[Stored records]
───
Issue #273, opened 2017-07-31
Crop names overlap in compare view chart


ajrobbins:
Observed on 13" macbook, Chrome:

Ocurrs when more than 3 crops are present (or added via land cover mods):
![screen shot 2017-07-28 at 5 16 53 pm](https://user-images.githubusercontent.com/12868342/28780005-39c08d3c-75d3-11e7-9595-576d67216380.png)

With only three:
![screen shot 2017-07-28 at 5 18 17 pm](https://user-images.githubusercontent.com/12868342/28780272-23c02fa0-75d4-11e7-8bdd-dced7362effd.png)

Perhaps there's a way to hyphenate and wrap them, or have them tilting down to save space? Another option would be to force the column to be wider.

PR #275, opened 2017-07-31
Rotate crop chart label to prevent crowding

mmcfarland:
## Overview

When the number of crops is above 2 on compare, or 3 on the main
output, rotate the crop name slightly to avoid squished text. The
labels are not rotated under all circumstances because they look off
when there is plenty of room but are still rotated.

Connects #273 

### Main output, changes at 3 crops
screenshot from 2017-07-31 10 23 02
screenshot from 2017-07-31 10 22 31

### Compare output, changes at 2 crops
screenshot from 2017-07-31 10 19 53
screenshot from 2017-07-31 10 18 52

### DIFF
--- a/src/icp/js/src/core/chart.js
+++ b/src/icp/js/src/core/chart.js
@@ -135,13 +135,15 @@ function renderGroupedVerticalBarChart(chartEl, data, options) {
 
     options = options || {};
     _.defaults(options, {
-        margin: {top: 20, right: 30, bottom: 40, left: 60},
+        margin: {top: 20, right: 30, bottom: 45, left: 60},
         maxBarWidth: 150,
         showLegend: true,
         disableToggle: true,
     });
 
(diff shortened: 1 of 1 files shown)


arottersman:
Taking a look now

src/icp/js/src/core/chart.js
```diff
@@ -152,6 +154,11 @@ function renderGroupedVerticalBarChart(chartEl, data, options) {
             addSvgClass($svg, 'compare');
         }
 
+        // Rotate the labels to conserve space when there are X+ items
+        if (options.barClasses.length > cropCountBeforeRotate) {
+            chart.rotateLabels(18);
```
arottersman: I think I'm more used to seeing labels rotated the other way, ie `-18`, but I don't think it matters.
screen shot 2017-08-01 at 11 00 06 am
───
(What is needed): Repeat, word for word, every line from the line that contains "### Compare output, changes at 2 crops" to the end of the entries; include both of those lines and no others.

(Task solution):
### Compare output, changes at 2 crops
screenshot from 2017-07-31 10 19 53
screenshot from 2017-07-31 10 18 52

### DIFF
--- a/src/icp/js/src/core/chart.js
+++ b/src/icp/js/src/core/chart.js
@@ -135,13 +135,15 @@ function renderGroupedVerticalBarChart(chartEl, data, options) {
 
     options = options || {};
     _.defaults(options, {
-        margin: {top: 20, right: 30, bottom: 40, left: 60},
+        margin: {top: 20, right: 30, bottom: 45, left: 60},
         maxBarWidth: 150,
         showLegend: true,
         disableToggle: true,
     });
 
(diff shortened: 1 of 1 files shown)


arottersman:
Taking a look now

src/icp/js/src/core/chart.js
```diff
@@ -152,6 +154,11 @@ function renderGroupedVerticalBarChart(chartEl, data, options) {
             addSvgClass($svg, 'compare');
         }
 
+        // Rotate the labels to conserve space when there are X+ items
+        if (options.barClasses.length > cropCountBeforeRotate) {
+            chart.rotateLabels(18);
```
arottersman: I think I'm more used to seeing labels rotated the other way, ie `-18`, but I don't think it matters.
screen shot 2017-08-01 at 11 00 06 am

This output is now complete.